§ What you need to do:
In the listing below, find each line that holds the string "manifest" and copy it.
==================================================
Issue #608, opened 2026-07-25
wmux web: ship a full Content-Security-Policy for the terminal page


openwong2kim:
From the security review of the web terminal surface (docs/web-security-review-2026-07-24.md, finding W4).

The web terminal currently sends `Content-Security-Policy: frame-ancestors 'none'` only (shipped with the clickjacking fix). There is no script/connect policy, so if a future regression ever rendered session metadata as HTML, the injected script could read the token from `sessionStorage` and exfiltrate it anywhere.

There is no XSS today — xterm.js renders raw bytes and metadata goes through `textContent` — so this is purely a containment layer. The key directive is `connect-src 'self'`: even with script execution, the token couldn't leave the origin.

Plan: `scripts/build-daemon-web.mjs` already inlines everything into one self-contained page, so it can compute `sha256-...` hashes of the inlined script blocks after substitution and inject them into the policy. Target:

```
default-src 'none';
script-src 'self' 'sha256-<xterm>' 'sha256-<app>';
style-src 'self' 'unsafe-inline';
img-src 'self' data:;
connect-src 'self';
manifest-src 'self';
frame-ancestors 'none';
base-uri 'none';
form-action 'self';
```

Hashing is deterministic over the built blob, so it's stable per release. Ship as the full policy in `securityHeaders()` (`src/daemon/web/WebTerminalServer.ts`).

Acceptance: no CSP violations in devtools on a working session (terminal stream, pairing, PWA manifest all fine), and a test asserting `connect-src` is present on `GET /`. Estimated ~half a day, mostly build-script work.

openwong2kim:
[wmux-hermes]

This issue proposes shipping a complete Content-Security-Policy for the wmux web terminal page, which currently sends only `frame-ancestors 'none'` and has no script or connect policy. It originates from a security review of the web terminal surface (finding W4) and notes there is no active XSS today — xterm.js renders raw bytes and session metadata goes through `textContent` — so the policy is a containment layer rather than a fix for a live exploit. The change touches `src/daemon/web/WebTerminalServer.ts` (the `securityHeaders()` function) and `scripts/build-daemon-web.mjs`, which inlines all script/style into a single self-contained page and would compute `sha256-...` hashes of those inlined blocks to permit in the `script-src` directive. The key directive is `connect-src 'self'`, which would ensure that even in a hypothetical script-injection regression the access token could not be exfiltrated off-origin.

Issue #607, opened 2026-07-25
wmux web: --expose warning doesn't mention cleartext sniffing; no TLS option


openwong2kim:
From the security review of the web terminal surface (docs/web-security-review-2026-07-24.md, finding W1).

`wmux web --expose` binds 0.0.0.0 over plain HTTP. The per-start token and the full scrollback travel unencrypted, so anyone who can sniff the network (open Wi-Fi, ARP spoofing, corporate proxy) can grab the token and read every served pane — and type into them if `--allow-input` is on.

The current warning (`src/cli/commands/web.ts`) says the token is the only gate and to treat the URL as a secret, but never says the token itself is sniffable on untrusted networks. The `tailscale serve` mention is framed as a PWA convenience rather than the security floor.

Two parts:

**Quick fix (~10 lines):** when the bind is exposed, print an explicit cleartext warning, something like:

```
⚠ EXPOSED OVER PLAIN HTTP. The access token and your full scrollback travel
  UNENCRYPTED. Anyone on this network who can sniff traffic can steal the
  token and read every pane. Use this only on a trusted network, or front it
  with HTTPS (`tailscale serve`, caddy, nginx) before opening it remotely.
```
==================================================
§ Result of this exercise:
manifest-src 'self';
Acceptance: no CSP violations in devtools on a working session (terminal stream, pairing, PWA manifest all fine), and a test asserting `connect-src` is present on `GET /`. Estimated ~half a day, mostly build-script work.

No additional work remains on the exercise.